Die Schilddrüse regelt den Energiehaushalt des Körpers. Die gutartigen Erkrankungen der Schilddrüse
(benigne Struma) umfassen alle Erkrankungen der Schilddrüse, die mit einer Störung des Gewebeaufbaus
und/ oder einer Störung der Funktion einhergehen. Die Diagnostik der entsprechenden Erkrankungen
erfolgt beim Hausarzt in Zusammenarbeit mit Internisten, Radiologen und Nuklearmedizinern. Manchmal
sind die Hauptursachen Knoten oder Schilddrüsenvergrößerungen, manchmal Hormonstörungen durch
eine Unter- oder Überfunktion, manchmal auch Herzrhythmusstörungen. Die Indikation zur operativen
Behandlung wird auf der Basis der Erkrankungs- und Lokalisationsdiagnostik unter Abwägung der
individuellen nichtoperativen alternativen Behandlungsverfahren und der möglichen Komplikationen einer
operativen Behandlung gestellt.
Ziel der operativen Behandlung ist die sichere und dauerhafte Beseitigung der zugrunde liegenden
Schilddrüsenerkrankung unter Vermeidung der Hauptkomplikationen der Schilddrüsenoperation, der
Rekurrensparese und des Hypoparathyreoidismus.
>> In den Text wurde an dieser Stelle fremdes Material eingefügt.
PR #161, opened 2022-04-27
fix: engine incorrect auto_stop update in case it is 0

yuryfirebolt:


src/firebolt/model/engine.py
```diff
@@ -354,7 +354,9 @@ class _EngineUpdateRequest(FireboltBaseModel):
         # Update engine settings
         engine_settings_params = {
             "engine_type": engine_type,
-            "auto_stop_delay_duration": f"{auto_stop * 60}s" if auto_stop else None,
+            "auto_stop_delay_duration": f"{auto_stop * 60}s"
+            if auto_stop is not None
```
ptiurin, line 358: While we're at it should we exclude negative numbers as well?

ptiurin (approved):
Apart from that suggestion, lgtm

src/firebolt/model/engine.py
yuryfirebolt: So far we don't do any input validation. It is just when auto_stop was set to zero, which is a valid value, the if statement didn't allow to propagate it.

PR #200, opened 2020-03-10
fix: api.md html snippet render error fix.

billfeller:
1. use &lt;codehtml/> instead of &lt;code/>  in html snippet.
2. use {/*  */} instead of &lt;!-- --> in html snippet.

### DIFF
--- a/website/src/theme/MDXComponents/index.js
+++ b/website/src/theme/MDXComponents/index.js
@@ -1,0 +1,40 @@
+/**
+ * Copyright (c) 2017-present, Facebook, Inc.
+ *
+ * This source code is licensed under the MIT license found in the
+ * LICENSE file in the root directory of this source tree.
+ */
+
+import React from 'react';
+import Link from '@docusaurus/Link';
+import CodeBlock from '@theme/CodeBlock';
+import Heading from '@theme/Heading';
+import styles from './styles.module.css';
+
+export default {
+  codehtml: props => {
+    const {children} = props;
+    return <code>{children}</code>
+  },
+  code: props => {
+    const {children} = props;
+    if (typeof children === 'string') {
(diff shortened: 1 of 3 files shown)


frehner:
I’m good with the change to comments

But would like to keep the code different from normal text. Since this is markdown, we should be able to use backticks to replace it, right?

billfeller:
yeah, i have tried backticks yet, but it can not be rendered in html snippet as below.

image

i try &lt;b> as below, it look good enough to emphasize the words.

image

which one to choose, backticks or &lt;b>

internettrans:
Might be best to switch off of html entirely and just use markdown

frehner:
An alternative would be to add a class to `code` blocks that allows them to either be as they are or optionally an inline block of text (like what is desired here). I think @filoxo is the one that originally did the work on this - thoughts?

internettrans:
I actually think it was @alocke12992 who might have put this documentation together. Not entirely sure

frehner:
> I actually think it was @alocke12992 who might have put this documentation together. Not entirely sure

I meant @filoxo was the person that originally coded/styled the `code` tags I believe.

billfeller:
i try to extend `src/theme/MDXComponents` to use &lt;code/>. so it need to use &lt;codehtml/>in html snippet instead, then we can use originally coded/styled.

image

i just use swizzle the [theme-components](https://v2.docusaurus.io/docs/using-themes/#swizzling-theme-components) and extend with codehtml.  68549fba1a60e75794139c883d1e035e4a7242af

@frehner @joeldenning

billfeller:
```suggestion
  codehtml: props => {
    const {children} = props;
    return <code>{children}</code>
  },
```

frehner (approved):
That looks great, thanks for your work on this!

PR #203, opened 2020-03-17
Adding documentation about Module Federation.

internettrans:
image


TheMcMurder (approved):
This looks good. Hopefully this will help people choose an approach. I’m surprised at how so many people are excited about module federation instead of the import map approach. As far as I’m aware there isn’t a compelling reason to choose module federation over import maps 🤷🏼‍♂️

TheMcMurder:
> image
> 
> 

Thanks for including the screen shot. It made it much easier to review.

frehner:
The advantage I see is that this still provides a way to have “standalone” apps. 

How often people will use that in practice I’m not sure though

internettrans:
I think people like standalone apps for development, but not for production. Might be worthwhile adding it to the docs, though

PR #207, opened 2020-03-23
Clarification on parcels

TheMcMurder:
This new page should help us clarify the difference between parcels, applications, and utilities.

### DIFF
--- a/website/versioned_docs/version-5.x/microfrontends-concept.md
+++ b/website/versioned_docs/version-5.x/microfrontends-concept.md
@@ -36,7 +36,7 @@ In the context of single-spa, there are three kinds of microfrontends:
 2. [single-spa parcels](/docs/parcels-overview): Microfrontends that render components without controlling routes.
 3. [utility modules](/docs/recommended-setup#utility-modules-styleguide-api-etc): Microfrontends that export shared javascript logic, without rendering components.
 
-A web app may include one or more types of microfrontends. [Choosing between microfrontend types](/docs/recommended-setup#applications-versus-parcels-versus-utility-modules).
+A web app may include one or more types of microfrontends. See the [differences broken down](/docs/module-types), and our recommendations on [choosing between microfrontend types](/docs/recommended-setup#applications-versus-parcels-versus-utility-modules).
 
 ## Communication between Microfrontends
 
--- a/website/versioned_docs/version-5.x/microfrontends-concept.md
+++ b/website/versioned_docs/version-5.x/microfrontends-concept.md
@@ -36,7 +36,7 @@ In the context of single-spa, there are three kinds of microfrontends:
 2. [single-spa parcels](/docs/parcels-overview): Microfrontends that render components without controlling routes.
 3. [utility modules](/docs/recommended-setup#utility-modules-styleguide-api-etc): Microfrontends that export shared javascript logic, without rendering components.
 
-A web app may include one or more types of microfrontends. See the [differences broken down](/docs/module-types), and our recommendations on [choosing between microfrontend types](/docs/recommended-setup#applications-versus-parcels-versus-utility-modules).
+A web app may include one or more types of microfrontends. See [an in-depth comparison](/docs/module-types), and our recommendations for [choosing between microfrontend types](/docs/recommended-setup#applications-versus-parcels-versus-utility-modules).
 
 ## Communication between Microfrontends
 
--- a/website/versioned_docs/version-5.x/module-types.md
+++ b/website/versioned_docs/version-5.x/module-types.md
@@ -12,7 +12,7 @@ Here is how each single-spa microfrontend works conceptually. This information s
 
 | application                       | parcel                               | utility                              |
 | --------------------------------- | ------------------------------------ | ------------------------------------ |
-| has multiple routes               | no routes                            | no route                             |
+| has multiple routes               | no routes                            | no routes                            |
 | declarative API                   | imperative API                        | not registered/mounted by single-spa |
 | renders UI                        | renders UI                           | no UI                                |
 | single-spa managed lifecylces     | custom managed lifecycles            | no DOM elements                      |
--- a/website/versioned_docs/version-5.x/module-types.md
+++ b/website/versioned_docs/version-5.x/module-types.md
@@ -1,7 +1,7 @@
 ---
 id: module-types
 title: single-spa microfrontend types
-sidebar_label: Conceptual Module Types
+sidebar_label: Microfrontend Types
 ---
 
 # Concept: single-spa microfrontend types
--- a/website/versioned_docs/version-5.x/module-types.md
+++ b/website/versioned_docs/version-5.x/module-types.md
@@ -19,3 +19,33 @@ Here is how each single-spa module works conceptually. This information should h
 | Core building block               | only needed with multiple frameworks | useful to share business logic       |
 
 Each single-spa module is in reality an in browser javascript module see [here](/docs/recommended-setup#in-browser-versus-build-time-modules) for more information. Each type/module fits into the overal microfrontend approach.
+
+## Applications
+
+### Applications are declarative
+Applications use a declarative api. Your single-spa config (also sometimes called root config) defines applications ahead of time, defines the condition at which they are active, but doesn't mount the application directly.
+
+### Applications have managed lifecylces
+single-spa manages registered applications and is in charge of all of their lifecycles. This prevents you from writing a bunch of logic about when applications should mount and unmount; single-spa takes care of that for you.
+All single spa needs to make this work automatically is for an activity function that describes when your application should be active.
+
+## Parcels
+
+### Parcels are impertive
+Parcels exist in many ways as an escape hatch from the normal declarative flow. They exist primarily to allow you to reuse UI across applications when those applications are written in multiple frameworks.
+
+### You manage the lifecycles of Parcels
+When you call `mountParcel` or `mountRootParcel` the parcel is mounted immediately and returns the parcel object. You need to call the `unmount` method on the parcel manually when the component that calls `mountParcel` unmounts.
+
+### Parcels are best suited for sharing components between frameworks
+Taking a component and turning it into a `parcelConfig` is as easy as using the [single-spa helpers](/docs/ecosystem#help-for-frameworks) for that framework. This results in an object that single-spa can use to create and mount a parcel.
+Because single-spa can mount a parcel anywhere, this gives you a way to share components across frameworks. It should not be used if the shared component is being used in another application of the same framework.
+For example: `applicationOne` is written in Vue and contains all the UI/Logic to create a user. `application2` is written in react and needs to create a user. Using a single-spa parcel allows you to wrap your `app1` vue component
+in a way that will make it work inside `application2` despite the different frameworks. Even better if `application2` is unmounted by single-spa (per the activity function returning false)
+Think of parcels as a single-spa specific implementation of webcomponents.
+
+## Utility modules share business logic
+Utility modules are a great place to share business logic. Instead of each application creating their own implementation of something tied to your buisness logic, you can use a plain javascript object (single-spa utility) to share that logic.
+For example: Authorization. How does each application know which user is logged in? You could have each application ask the server or read a JWT but that creates duplicate work in each application.
+Instead implmenting logic around who is logged in one module (with all the necessary methods exported on the module) and each application can simply ask the utility module who is logged in.
+This approach also works well for data [fetching](/docs/recommended-setup#api-data).
--- a/website/versioned_docs/version-5.x/module-types.md
+++ b/website/versioned_docs/version-5.x/module-types.md
@@ -1,0 +1,21 @@
+---
+id: module-types
+title: single-spa conceptual module types
+sidebar_label: Conceptual Module Types
+---
+
+# Concept: single-spa modules
+
+Single-spa has [different categories](/docs/microfrontends-concept#types-of-microfrontends) of microfrontends. It is up to you where and how you use each of them. However, the single-spa core team has [recommendations](/docs/recommended-setup/#applications-versus-parcels-versus-utility-modules).
+
+Here is how each single-spa module works conceptually. This information should help you understand our [recommendations](/docs/recommended-setup/#applications-versus-parcels-versus-utility-modules) on which to use where.
+
+| application                       | parcel                               | utility                              |
+| --------------------------------- | ------------------------------------ | ------------------------------------ |
+| has multiple routes               | no routes                            | no route                             |
+| declarative API                   | impertive API                        | not registered/mounted by single-spa |
+| renders UI                        | renders UI                           | no UI                                |
+| single-spa managed lifecylces     | custom managed lifecycles            | no dom elements                      |
+| Core building block               | only needed with multiple frameworks | useful to share business logic       |
+
+Each single-spa module is in reality an in browser javascript module see [here](/docs/recommended-setup#in-browser-versus-build-time-modules) for more information. Each type/module fits into the overal microfrontend approach.
--- a/website/versioned_docs/version-5.x/module-types.md
+++ b/website/versioned_docs/version-5.x/module-types.md
@@ -6,19 +6,19 @@ sidebar_label: Microfrontend Types
 
 # Concept: single-spa microfrontend types
 
-Single-spa has [different categories](/docs/microfrontends-concept#types-of-microfrontends) of microfrontends. It is up to you where and how you use each of them. However, the single-spa core team has [recommendations](/docs/recommended-setup/#applications-versus-parcels-versus-utility-modules).
+Single-spa has [different categories](./microfrontends-concept#types-of-microfrontends) of microfrontends. It is up to you where and how you use each of them. However, the single-spa core team has [recommendations](./recommended-setup/#applications-versus-parcels-versus-utility-modules).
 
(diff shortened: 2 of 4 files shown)


website/versioned_docs/version-5.x/module-types.md
```diff
@@ -0,0 +1,51 @@
+---
+id: module-types
+title: single-spa conceptual module types
+sidebar_label: Conceptual Module Types
+---
+
+# Concept: single-spa modules
```
TheMcMurder: I'm torn on using the term `module` I worry that it's overloaded but I didn't like `types` either for the same reason, if anyone has a suggestion on a better verb please let me know.

website/versioned_docs/version-5.x/parcels-overview.md
```diff
@@ -3,7 +3,8 @@ id: parcels-overview
 title: Parcels
 sidebar_label: Overview
 ---
-_Parcels are an advanced feature of single-spa. Avoid using them until you have a better understanding of single-spa's registerApplication api._
+_Parcels are an advanced feature of single-spa. Avoid using them until you have a better understanding of [single-spa module types](/docs/module-types)._
+
```
TheMcMurder, line 7: Changing to point to the differences made sense to me. I also added a line of whitespace to help differentiate this line.

website/versioned_docs/version-5.x/module-types.md
filoxo: I agree, module doesn't seem right for our docs. I think it's be best to stay consistent with our current "single-spa applications", or lean into the "microfrontend" or "browser microservice" terminology.

website/versioned_docs/version-5.x/module-types.md
```diff
@@ -0,0 +1,51 @@
...
+
+## Parcels
+
+### Parcels are imperitive
+Parcels exist in many ways as an escape hatch from the normal declarative flow. They exist primarily to allow you to reuse UI across applications when those applications are written in multiple frameworks.
+
+### You manage the lifecycles of Parcels
+When you call `mountParcel` or `mountRootParcel` [(see api)](/docs/parcels-api) the parcel is mounted immediately and returns the parcel object. You need to call the `unmount` method on the parcel manually when the component that calls `mountParcel` unmounts.
+
+### Parcels are best suited for sharing components between frameworks
```
filoxo: "components" seems a bit too overloaded too. What do you think of

> best suited for sharing UI between frameworks.

Alternative terms I think should be considered are "widgets" or "UI components".

website/versioned_docs/version-5.x/parcels-overview.md
filoxo: This seems overly... strict? What about something along the lines of "Parcels are an advanced feature that is almost never needed until X, Y, Z. Therefore, you should not need to reach for parcels until your architecture has matured"? Just a thought.

TheMcMurder: I see far too many people using parcels instead of applications. I want to push people to use applications as much as possible. In the long run using parcels for everything is going to cause problems. 

I’ve seen several POC implementations of single-spa that use parcels _instead_ of applications. I want to make it very clear that parcels are not where development effort should be focused unless you actually know you need them. 

A lot of learners reach for parcels and ignore the application API entirely. 

I don’t know how to tell people to go somewhere else and come back to parcels later.

website/versioned_sidebars/version-5.x-sidebars.json
```diff
@@ -88,6 +88,16 @@
         }
       ]
     },
+    {
+      "type": "category",
+      "label": "Concept: Single spa modules",
```
internettrans: Honestly, I think this should go under the "Concept: Microfrontends" label, instead of a whole new one. To me this is just an extension of the microfrontend concept. We could rename `overview.md` inside of there to something else if it helps, but I think it would be good to have more links under our existing labels instead of just one link per label

website/versioned_docs/version-5.x/microfrontends-concept.md
```diff
@@ -36,7 +36,7 @@ In the context of single-spa, there are three kinds of microfrontends:
 2. [single-spa parcels](/docs/parcels-overview): Microfrontends that render components without controlling routes.
 3. [utility modules](/docs/recommended-setup#utility-modules-styleguide-api-etc): Microfrontends that export shared javascript logic, without rendering components.
 
-A web app may include one or more types of microfrontends. [Choosing between microfrontend types](/docs/recommended-setup#applications-versus-parcels-versus-utility-modules).
+A web app may include one or more types of microfrontends. See the [differences broken down](/docs/module-types), and our recommendations on [choosing between microfrontend types](/docs/recommended-setup#applications-versus-parcels-versus-utility-modules).
```
internettrans: nit: "See the differences broken down" is a bit harder for non-native english speakers and for our translators:

```suggestion
A web app may include one or more types of microfrontends. See [an in-depth comparison](/docs/module-types), and our recommendations for [choosing between microfrontend types](/docs/recommended-setup#applications-versus-parcels-versus-utility-modules).
```

website/versioned_docs/version-5.x/module-types.md
internettrans: Yeah we've already introduced these concepts in other places with other terminology, where we call it "types of microfrontends". The term "single-spa modules" isn't my favorite.

Honestly I wonder if this whole new page would be better off just as additional sections to microfrontends-concept.md? It's only 50 lines of documentation, which isn't a ton.

website/versioned_docs/version-5.x/module-types.md
```diff
@@ -0,0 +1,51 @@
...
+# Concept: single-spa modules
+
+Single-spa has [different categories](/docs/microfrontends-concept#types-of-microfrontends) of microfrontends. It is up to you where and how you use each of them. However, the single-spa core team has [recommendations](/docs/recommended-setup/#applications-versus-parcels-versus-utility-modules).
+
+Here is how each single-spa module works conceptually. This information should help you understand our [recommendations](/docs/recommended-setup/#applications-versus-parcels-versus-utility-modules).
+
+| application                       | parcel                               | utility                              |
+| --------------------------------- | ------------------------------------ | ------------------------------------ |
+| has multiple routes               | no routes                            | no route                             |
+| declarative API                   | impertive API                        | not registered/mounted by single-spa |
```
internettrans:
```suggestion
| declarative API                   | imperative API                        | not registered/mounted by single-spa |
```

website/versioned_docs/version-5.x/module-types.md
```diff
@@ -0,0 +1,51 @@
...
+
+# Concept: single-spa modules
+
+Single-spa has [different categories](/docs/microfrontends-concept#types-of-microfrontends) of microfrontends. It is up to you where and how you use each of them. However, the single-spa core team has [recommendations](/docs/recommended-setup/#applications-versus-parcels-versus-utility-modules).
+
+Here is how each single-spa module works conceptually. This information should help you understand our [recommendations](/docs/recommended-setup/#applications-versus-parcels-versus-utility-modules).
+
+| application                       | parcel                               | utility                              |
+| --------------------------------- | ------------------------------------ | ------------------------------------ |
+| has multiple routes               | no routes                            | no route                             |
```
internettrans:
```suggestion
| has multiple routes               | no routes                            | no routes                            |
```

website/versioned_docs/version-5.x/module-types.md
```diff
@@ -0,0 +1,51 @@
...
+| declarative API                   | impertive API                        | not registered/mounted by single-spa |
+| renders UI                        | renders UI                           | no UI                                |
+| single-spa managed lifecylces     | custom managed lifecycles            | no DOM elements                      |
```
internettrans:
```suggestion
| single-spa managed lifecycles     | custom managed lifecycles            | no DOM elements                      |
```

One thing - it is not strictly true that utility modules do not deal with dom elements. A styleguide, for example, exposes UI components that create DOM elements. It sounds like we might be talking about lifecycles or "mount points" in this table row, so the languaging for utility modules could be "no lifecycle methods"

website/versioned_docs/version-5.x/module-types.md
```diff
@@ -0,0 +1,51 @@
...
+| Core building block               | only needed with multiple frameworks | useful to share business logic       |
```
internettrans: Honestly I don't like the term business logic much, because I find it to be a buzz term / catch-all that means whatever anyone wants it to mean. Also, I think utility modules can do a lot more than just business logic.

website/versioned_docs/version-5.x/module-types.md
```diff
@@ -0,0 +1,51 @@
...
+
+Each single-spa module is in reality an in browser javascript module see [here](/docs/recommended-setup#in-browser-versus-build-time-modules) for more information. Each type/module fits into the overall microfrontend approach.
```
internettrans:
```suggestion
Each microfrontend is an in-browser javascript module ([explanation](/docs/recommended-setup#in-browser-versus-build-time-modules)).
```

website/versioned_docs/version-5.x/module-types.md
```diff
@@ -0,0 +1,51 @@
...
+### Applications are declarative
+Applications use a declarative api. Your single-spa config (also sometimes called root config) defines applications ahead of time, defines the condition at which they are active, but doesn't mount the application directly.
+
+### Applications have managed lifecycles
+single-spa manages registered applications and is in charge of all of their lifecycles. This prevents you from writing a bunch of logic about when applications should mount and unmount; single-spa takes care of that for you.
+All single spa needs to make this work automatically is for an activity function that describes when your application should be active.
+
+## Parcels
+
+### Parcels are imperitive
```
internettrans:
```suggestion
### Parcels are imperative
```

website/versioned_docs/version-5.x/module-types.md
internettrans: I think that the term component works fine here. Parcels really are framework agnostic components.

website/versioned_docs/version-5.x/module-types.md
```diff
@@ -0,0 +1,51 @@
...
+For example: `applicationOne` is written in Vue and contains all the UI/Logic to create a user. `application2` is written in React and needs to create a user. Using a single-spa parcel allows you to wrap your `app1` Vue component
+in a way that will make it work inside `application2` despite the different frameworks. Even better if `application2` is unmounted by single-spa (per the activity function returning false)
+Think of parcels as a single-spa specific implementation of webcomponents.
+
+## Utility modules share business logic
+Utility modules are a great place to share business logic. Instead of each application creating their own implementation of something tied to your buisness logic, you can use a plain javascript object (single-spa utility) to share that logic.
+For example: Authorization. How does each application know which user is logged in? You could have each application ask the server or read a JWT but that creates duplicate work in each application.
+Instead implmenting logic around who is logged in one module (with all the necessary methods exported on the module) and each application can simply ask the utility module who is logged in.
```
internettrans:
```suggestion
Instead of implementing logic around who is logged in one module (with all the necessary methods exported on the module) and each application can simply ask the utility module who is logged in.
```

website/versioned_docs/version-5.x/parcels-overview.md
internettrans: I found the languaging here to be a bit aggressive / condescending. "Wait until you understand better" is assuming something about the user that might not be true.

```suggestion
_Parcels are an advanced feature of single-spa. We recommend that you use applications as the primary type of microfrontend in your architecture. See [this explanation](/docs/module-types) for more details
```

website/versioned_docs/version-5.x/module-types.md
```diff
@@ -0,0 +1,51 @@
...
+sidebar_label: Conceptual Module Types
+---
+
+# Concept: single-spa microfrontend types
+
+Single-spa has [different categories](/docs/microfrontends-concept#types-of-microfrontends) of microfrontends. It is up to you where and how you use each of them. However, the single-spa core team has [recommendations](/docs/recommended-setup/#applications-versus-parcels-versus-utility-modules).
+
+Here is how each single-spa microfrontend works conceptually. This information should help you understand our [recommendations](/docs/recommended-setup/#applications-versus-parcels-versus-utility-modules).
+
+| application                       | parcel                               | utility                              |
```
internettrans: I think this table would make more sense if there were a column that explained what each row was. For example, the first row could be called "routing".

```suggestion
| Topic                | application                       | parcel                               | utility                              |
```

TheMcMurder:
Screen Shot 2020-03-24 at 9 43 12 AM

website/versioned_docs/version-5.x/module-types.md
```diff
@@ -0,0 +1,51 @@
+---
+id: module-types
+title: single-spa microfrontend types
+sidebar_label: Microfrontend Types
+---
+
+# Concept: single-spa microfrontend types
+
+Single-spa has [different categories](/docs/microfrontends-concept#types-of-microfrontends) of microfrontends. It is up to you where and how you use each of them. However, the single-spa core team has [recommendations](/docs/recommended-setup/#applications-versus-parcels-versus-utility-modules).
```
internettrans: Oh one thing I just remembered - we should start using relative links for linking between files. This is important for versioning - we want to always stay within the same version of the single-spa docs when linking. See related https://github.com/single-spa/single-spa.js.org/issues/178 and https://v2.docusaurus.io/docs/versioning/#linking-files

```suggestion
Single-spa has [different categories](/docs/microfrontends-concept#types-of-microfrontends) of microfrontends. It is up to you where and how you use each of them. However, the single-spa core team has [recommendations](./recommended-setup.md#applications-versus-parcels-versus-utility-modules).
```

Please modify all links in this page accordingly

website/versioned_docs/version-5.x/module-types.md
```diff
@@ -0,0 +1,51 @@
...
+
+Here is how each single-spa microfrontend works conceptually. This information should help you understand our [recommendations](/docs/recommended-setup/#applications-versus-parcels-versus-utility-modules).
+
+| Topic                | application                       | parcel                               | utility                              |
+| -------------------- | --------------------------------- | ------------------------------------ | ------------------------------------ |
+| routing              | has multiple routes               | no routes                            | no routes                            |
+| API                  | declarative API                   | imperative API                       | no single-spa api                    |
+| renders UI           | renders UI                        | renders UI                           | doesn't directly render UI           |
+| lifecycles           | single-spa managed lifecylces     | custom managed lifecycles            | no lifecycles                        |
```
internettrans:
```suggestion
| lifecycles           | single-spa managed lifecycles     | custom managed lifecycles            | no lifecycles                        |
```

website/versioned_docs/version-5.x/module-types.md
```diff
@@ -0,0 +1,51 @@
...
+| When to use          | Core building block               | only needed with multiple frameworks | useful to share common logic         |
+
+Each single-spa microfrontend is an in-browser javascript module ([explaination](/docs/recommended-setup#in-browser-versus-build-time-modules)).
+
+## Applications
+
+### Applications are declarative
+Applications use a declarative api. Your single-spa config (also sometimes called root config) defines applications ahead of time, defines the condition at which they are active, but doesn't mount the application directly.
```
internettrans: Maybe clarify that `registerApplication` is the declarative API?

```suggestion
Applications use a declarative api called `registerApplication`. Your single-spa config (also sometimes called root config) defines applications ahead of time, defines the condition at which they are active, but doesn't mount the application directly.
```

website/versioned_docs/version-5.x/module-types.md
```diff
@@ -0,0 +1,51 @@
...
+
+## Parcels
+
+### Parcels are imperative
+Parcels exist in many ways as an escape hatch from the normal declarative flow. They exist primarily to allow you to reuse UI across applications when those applications are written in multiple frameworks.
+
+### You manage the lifecycles of Parcels
+When you call `mountParcel` or `mountRootParcel` [(see api)](/docs/parcels-api) the parcel is mounted immediately and returns the parcel object. You need to call the `unmount` method on the parcel manually when the component that calls `mountParcel` unmounts.
+
+### Parcels are best suited for sharing UI between frameworks
```
internettrans, line 40: I think some people use parcels because they don't know what the alternative is. Should we perhaps have another subsection called "Alternatives to parcels" - maybe linking to the react styleguide that exports react components directly into other applications.

website/versioned_docs/version-5.x/module-types.md
```diff
@@ -0,0 +1,51 @@
+---
+id: module-types
+title: single-spa microfrontend types
+sidebar_label: Microfrontend Types
+---
+
+# Concept: single-spa microfrontend types
+
+Single-spa has [different categories](./microfrontends-concept#types-of-microfrontends) of microfrontends. It is up to you where and how you use each of them. However, the single-spa core team has [recommendations](./recommended-setup/#applications-versus-parcels-versus-utility-modules).
```
internettrans: [The docusaurus docs](https://v2.docusaurus.io/docs/versioning/#linking-files) suggest putting in `.md` for relative links, but the extension is not here. Have you verified whether omitting the `.md` still works?

TheMcMurder: Yeah it does work. I added the `.md` anyways though

website/versioned_docs/version-5.x/module-types.md
TheMcMurder: That's a good idea. I don't have an example of that yet (but will soon) I created [an issue](https://github.com/single-spa/single-spa.js.org/issues/208) for it so I don't forget and put that in another MR

internettrans (approved):
Nice work

PR #209, opened 2020-03-24
Adding prominent slack chat link.

internettrans:
I think the slack workspace is important enough to a lot of people's success that it should be advertised more prominently on the home page. Do you agree?

image


TheMcMurder (approved):
🐙

PR #210, opened 2020-03-25
fix mistake with customProps

aknovoroll:
you should use props.authToken instead of props.customProps.authToken


frehner (approved):
ah yeah. if I remember correctly, we originally put dev-supplied props on customProps, but then just decided to merge them into props. 

Thanks.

Schilddrüsenerkrankungen, die zu einer operativen Behandlung führen können:
•
diffuse Schilddrüsenvergrößerung (Struma)
•
Knotenstruma (Solitärknoten, Zysten, Adenome, kalte Knoten)
•
die Schilddrüsenüberfunktion (autonomes Adenom, Morbus Basedow)
•
Thyreoiditis (Entzündungen der Schilddrüse)
•
bösartige Schilddrüsenerkrankungen
Schilddrüsenvergrößerung (Struma)
Die Hauptindikation zur Operation einer gutartigen Schilddrüsenvergrößerung (Struma) ohne Solitärknoten
und ohne Schilddrüsenüberfunktion resultiert vorwiegend aus lokalen Beschwerden (Engegefühl, Druck im
Halsbereich, Verlagerung der Luftröhre durch die große Struma). Zu Beginn einer
Schilddrüsenvergrößerung sind auch alternative Verfahren, die medikamentöse Behandlung mit Jodid und
Schilddrüsenhormonen, sinnvoll. Bei zunehmender Knotenbildung und lokalen Beschwerden stellt die
operative Therapie die Behandlungsmethode der Wahl dar. Strumen mit retrosternalen und mediastinalen
Anteilen werden ebenfalls bevorzugt operativ behandelt.
Knotenstruma
Knotenstrumen haben einen oder mehrere Knoten oder sind sogar vollkommen knotig umgebaut. Bei
Solitärknoten ist es das Ziel der präventiven Diagnostik, tumorverdächtige Knoten von gutartigen Knoten zu
unterscheiden. Dieses kann z. B. durch eine Feinnadelpunktion geschehen. Oft ist ein Malignitätsausschluß
durch eine Feinnadelpunktion aber nicht möglich, da erst Kapseldurchbruch und Gefäßinvasion bzw.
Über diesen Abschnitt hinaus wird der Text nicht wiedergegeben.